Inherited Immunodeficiencies Flashcards
What is asplenia ?
A genetic or acquired deficiency that renders the spleen inactive. This will place you at a high risk for infection by encapsulated bacteria and septic infections. The spleen is a blood filter and macrophages take up pathogens from the blood.
How can you acquire asplenia ?
Have your spleen removed after a traumatic injury.
How do you treat your patients that have asplenia ?
Give them prophalactic antibiotics when performing any procedure (even dental work) and vaccinate them against capsulated bacteria.
What will a phagocyte defect result in ?
It will result in a defect in the recruitment of phagocytes to the sites of extravascular infection and will result in severe immunodeficiency. This is a process that is mediated by cell surface adhesion molecules.
What is CD-18 deficiency ?
Leukocyte adhesion deficiency which will result in defective migration into infected tissues.
What happens in chronic granulamatous disease?

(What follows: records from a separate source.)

PR #86, opened 2022-08-03
solution

OlgaStakhova:
[DEMO LINK](https://OlgaStakhova.github.io/react_keyboard/)

### DIFF
--- a/src/App.tsx
+++ b/src/App.tsx
@@ -1,7 +1,46 @@
-import React from 'react';
+import { Component } from 'react';
 
-export const App: React.FC = () => (
-  <div className="App">
-    <p className="App__message">The last pressed key is [Enter]</p>
-  </div>
-);
+type State = {
+  pressedKey: string;
+};
+
+export class App extends Component<{}, State> {
+  state: Readonly<State> = {
+    pressedKey: '',
+  };
+
+  componentDidMount() {
+    document.addEventListener('keyup', this.handlerKeyUp);
+  }
+
+  componentWillUnmount() {
+    document.removeEventListener('keyup', this.handlerKeyUp);
+  }
+
+  handlerKeyUp = (event: KeyboardEvent) => {
+    this.setState({
+      pressedKey: event.key,
+    });
+  };
+
+  render() {
+    const { pressedKey } = this.state;
+
+    return (
+      <div className="App">
+        <p className="App__message">
+          {pressedKey
+            ? `The last pressed key is [${pressedKey}]`
+            : 'Nothing was pressed yet'}
+        </p>
+
+      </div>
+    );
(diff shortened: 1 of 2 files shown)


src/App.tsx
```diff
@@ -1,7 +1,46 @@
...
+      </div>
+    );
+  }
+}
+
+// export const App: React.FC = () => (
+//   <div className="App">
+//     <p className="App__message">The last pressed key is [Enter]</p>
+//   </div>
+// );
```
PavloMarkov, line 46: you should delete these comments

src/App.tsx
```diff
@@ -1,7 +1,46 @@
...
+  }
+
+  handlerKeyUp = (event: KeyboardEvent) => {
+    this.setState({
+      pressedKey: event.key,
+    });
+  };
+
+  render() {
+    const { pressedKey } = this.state;
```
PavloMarkov, line 27: good practice! 👍

src/App.tsx
```diff
@@ -1,7 +1,46 @@
-import React from 'react';
+import { Component } from 'react';
```
PavloMarkov, line 1: 🔥 🔥 🔥 🔥 cool!

PavloMarkov (approved):
nice work!

src/App.tsx
```diff
@@ -1,7 +1,40 @@
...
+    document.addEventListener('keyup', this.handlerKeyUp);
+  }
+
+  componentWillUnmount() {
+    document.removeEventListener('keyup', this.handlerKeyUp);
+  }
+
+  handlerKeyUp = (event: KeyboardEvent) => {
+    this.setState({
+      pressedKey: event.key,
```
VETALEK, line 22: let's use `event.code` to check if the `space` is pressed and write `[space]` if so
image

VETALEK (changes requested):
GJ 👍 
commented

VETALEK (changes requested):
Need to deploy the new solution

src/App.tsx
```diff
@@ -1,7 +1,40 @@
...
+    document.addEventListener('keyup', this.handlerKeyUp);
+  }
+
+  componentWillUnmount() {
+    document.removeEventListener('keyup', this.handlerKeyUp);
+  }
+
+  handlerKeyUp = (event: KeyboardEvent) => {
+    this.setState({
+      pressedKey: event.code,
```
VETALEK, line 22: you need `event.code` to check only some special keys (like `space`), in other cases - return `event.key`
image

VETALEK (changes requested):
Almost 💪

VETALEK (approved):
👍

PR #100, opened 2022-08-04
Solution

blcts:
[DEMO LINK](https://blcts.github.io/react_keyboard/)

### DIFF
--- a/src/App.tsx
+++ b/src/App.tsx
@@ -1,7 +1,35 @@
 import React from 'react';
 
-export const App: React.FC = () => (
-  <div className="App">
-    <p className="App__message">The last pressed key is [Enter]</p>
-  </div>
-);
+type State = {
+  pressedKey: string
+};
+
+export class App extends React.Component< {}, State > {
+  state = {
+    pressedKey: '',
+  };
+
+  componentDidMount() {
+    document.addEventListener('keyup', this.key);
+  }
+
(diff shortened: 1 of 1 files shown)


fledith (approved):
🔥

src/App.tsx
```diff
@@ -1,7 +1,35 @@
...
+  componentDidMount() {
+    document.addEventListener('keyup', this.key);
+  }
+
+  componentWillUnmount() {
+    document.removeEventListener('keyup', this.key);
+  }
+
+  key = (event: KeyboardEvent) => (
+    this.setState({ pressedKey: event.key })
```
VETALEK, line 21: let's check if the key is `space` (with `event.code`) and write `[space]` if so
image

VETALEK (changes requested):
GJ 👍 
commented

src/App.tsx
```diff
@@ -22,6 +22,10 @@ export class App extends React.Component< {}, State > {
   );
 
   render() {
+    if (this.state.pressedKey === ' ') {
```
VETALEK, line 25: better use `event.code` to check if the key is `space`
and don't forget to deploy your changes 😉 
image

VETALEK (changes requested):

Ihor-Karpyn (approved):

PR #104, opened 2022-08-04
Solution

rodiontseva:
[DEMO LINK](https://rodiontseva.github.io/react_keyboard/)

### DIFF
--- a/src/App.tsx
+++ b/src/App.tsx
@@ -1,7 +1,33 @@
 import React from 'react';
 
-export const App: React.FC = () => (
-  <div className="App">
-    <p className="App__message">The last pressed key is [Enter]</p>
-  </div>
-);
+export class App extends React.Component {
+  state = {
+    pressedKey: null,
+  };
+
+  componentDidMount() {
+    document.addEventListener('keyup', this.handleClick);
+  }
+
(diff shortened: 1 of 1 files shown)


roman-romanenko (approved):
Good 👍🏻 
Maybe it's no problem but you should create type for your state

src/App.tsx
```diff
@@ -1,7 +1,37 @@
...
+  componentDidMount() {
+    document.addEventListener('keyup', this.handleClick);
+  }
+
+  componentWillUnmount() {
+    document.removeEventListener('keyup', this.handleClick);
+  }
+
+  handleClick = (event: KeyboardEvent) => {
+    this.setState({ pressedKey: event.key });
```
VETALEK, line 21: let's write `[space]` if the `space` is pressed
image

VETALEK (changes requested):
GJ 🔥 
commented

src/App.tsx
rodiontseva: also, I have noticed that **fn** on mac os doesn't displayed

VETALEK: it's true 😢

VETALEK (approved):
🔥

PR #147, opened 2022-09-07
React keyboard implemented

andrii-dmytruk:
[DEMO LINK](https://andrii-dmytruk.github.io/react_keyboard/)


NataliyaAn (approved):
Great job!

denys-danyliuk (changes requested):
nicely done🔥

denys-danyliuk (approved):
🔥

PR #150, opened 2022-09-07
Keyboard solution

NataliyaAn:
[DEMO LINK](https://NataliyaAn.github.io/react_keyboard/)


andrii-dmytruk (approved):
Good job!

denys-danyliuk (changes requested):
good job!

denys-danyliuk (approved):
🚀

PR #152, opened 2022-09-07
Solution

VolodymyrChuyko:
[DEMO LINK](https://VolodymyrChuyko.github.io/react_keyboard/)

### DIFF
--- a/src/App.tsx
+++ b/src/App.tsx
@@ -1,7 +1,38 @@
-import React from 'react';
+import { PureComponent } from 'react';
 
-export const App: React.FC = () => (
-  <div className="App">
-    <p className="App__message">The last pressed key is [Enter]</p>
-  </div>
-);
+type State = {
+  key: string;
+};
+
+export class App extends PureComponent<{}, State> {
+  state: Readonly<State> = {
+    key: '',
+  };
+
+  componentDidMount() {
+    document.addEventListener(
+      'keyup',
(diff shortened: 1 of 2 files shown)


src/App.tsx
```diff
@@ -1,7 +1,38 @@
...
+  }
+
+  handleKeyup = (event: KeyboardEvent) => this.setState({ key: event.key });
+
+  render() {
+    return (
+      <div className="App">
+        <p className="App__message">
+          {this.state.key ? (
+            `The last pressed key is [${this.state.key}]`
```
ibondrk, line 30: You can perform destructuring of this key. It's not necessary in this case, but if you'll had more that one variable it should be good (i think you know that) )

ibondrk (approved):

src/App.tsx
```diff
@@ -1,7 +1,40 @@
...
+  state: Readonly<State> = {
+    key: '',
+  };
+
+  componentDidMount() {
+    document.addEventListener(
+      'keyup',
+      this.handleKeyup,
+    );
+  }
```
denys-danyliuk, line 17:
```suggestion
  componentDidMount() {
    document.addEventListener('keyup', this.handleKeyup);
  }
```

denys-danyliuk (changes requested):
good job

denys-danyliuk (approved):
🚀

PR #154, opened 2022-09-08
Solution

adrqq:
[DEMO LINK](https://adrqq.github.io/react_keyboard/)

### DIFF
--- a/src/App.tsx
+++ b/src/App.tsx
@@ -1,7 +1,36 @@
 import React from 'react';
 
-export const App: React.FC = () => (
-  <div className="App">
-    <p className="App__message">The last pressed key is [Enter]</p>
-  </div>
-);
+type State = {
+  pressedKey: string;
+};
+export class App extends React.Component<{}, State> {
+  state = {
+    pressedKey: '',
+  };
+
+  componentDidMount(): void {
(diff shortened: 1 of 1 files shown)


OleksiiPustovit (changes requested):
The code looks very good, but the site on the demo link does not open, try to repeat the deploy.

adrqq:
It should work now

OleksiiPustovit (approved):
Good job 🔥

src/App.tsx
```diff
@@ -1,7 +1,36 @@
...
+    this.setState({ pressedKey: event.key });
+  };
+
+  render() {
+    const { pressedKey } = this.state;
+
+    return (
+      <div className="App">
+        <p className="App__message">
+          {`${pressedKey.length !== 0
```
denys-danyliuk, line 29:
```suggestion
          {pressedKey.length !== 0
```

denys-danyliuk (changes requested):
GJ

denys-danyliuk (changes requested):
you forgot to deploy🥲

adrqq:
Now should be right

denys-danyliuk (approved):
🚀

PR #158, opened 2022-09-08
react keyboard solution

artem-kodesnikov:
[DEMO LINK](https://artem-kodesnikov.github.io/react_keyboard/)

### DIFF
--- a/src/App.tsx
+++ b/src/App.tsx
@@ -1,7 +1,39 @@
-import React from 'react';
+import { Component } from 'react';
 
-export const App: React.FC = () => (
-  <div className="App">
-    <p className="App__message">The last pressed key is [Enter]</p>
-  </div>
-);
+type State = {
+  pressedKey: string;
+};
+
+export class App extends Component<{}, State> {
+  state = {
+    isPressed: true,
+    pressedKey: '',
+  };
+
+  componentDidMount() {
+    this.state.isPressed = false;
+    document.addEventListener('keyup', (event: KeyboardEvent) => {
+      this.setState({ pressedKey: event.key });
+    });
+  }
+
+  componentWillUnmount() {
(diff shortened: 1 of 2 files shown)


src/App.tsx
```diff
@@ -1,7 +1,39 @@
...
+};
+
+export class App extends Component<{}, State> {
+  state = {
+    isPressed: true,
+    pressedKey: '',
+  };
+
+  componentDidMount() {
+    this.state.isPressed = false;
```
dellachaise, line 14: This code is redundand.

src/App.tsx
```diff
@@ -1,7 +1,39 @@
...
+    document.addEventListener('keyup', (event: KeyboardEvent) => {
+      this.setState({ pressedKey: event.key });
```
dellachaise, line 16: You duplicate the callback function. Write it separately and use in 2 methods.

src/App.tsx
```diff
@@ -1,7 +1,39 @@
...
+    });
+  }
+
+  render() {
+    const { pressedKey, isPressed } = this.state;
+
+    return (
+      <div className="App">
+        <p className="App__message">
+          {isPressed
```
dellachaise, line 32: You could simply use here `pressedKey`.
```suggestion
          {pressedKey
```

src/App.tsx
```diff
@@ -1,7 +1,39 @@
...
+            ? 'Nothing was pressed yet'
+            : `The last pressed key is [${pressedKey}]`}
+        </p>
+      </div>
+    );
+  }
+}
```
dellachaise, line 39: Optional: would be better use event.code to check if the pressed key is space and write [space] if so

dellachaise (changes requested):
Great start 👍 

dellachaise (approved):
Great job 👍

Phagocytes cannot produce reactive oxygen species resulting in an impaired ability to kill bacteria (autosomal recessive ) Patients with this condition will have chronic bacterial infections.
What is myloperoxidase deficiency ?
In this condition the patients macrophages are unable to efficiently kill phagocytosed microbes because they have impaired ability to produce hypochlorus acid and toxic oxygen species and therefore will have an impaired respiratory burst.
What is chediak - Higashi syndrome ?
Partial albinism abnormal platelet function and severe immunodeficency
What are neutropenias ?
Neutropenias are characterized by low numbers of granulocytes usually defined as a neutrophil count below 500 cells / uL /
Describe severe congenital neutropenia
Characterized by low numbers of granulocytes usually defined as neutrophil could less than 500 cells/uL.
What is Kostmann syndrome ?
Severe congenital neutropenia. This is an autosomal recessive condition that is associated with a gene abnormality of granulocyte colony stimulating factor.
What is a common name for ( X-Linked Hypohydrotic ectodermal dysplasia and immunodeficiency) and what does it do ?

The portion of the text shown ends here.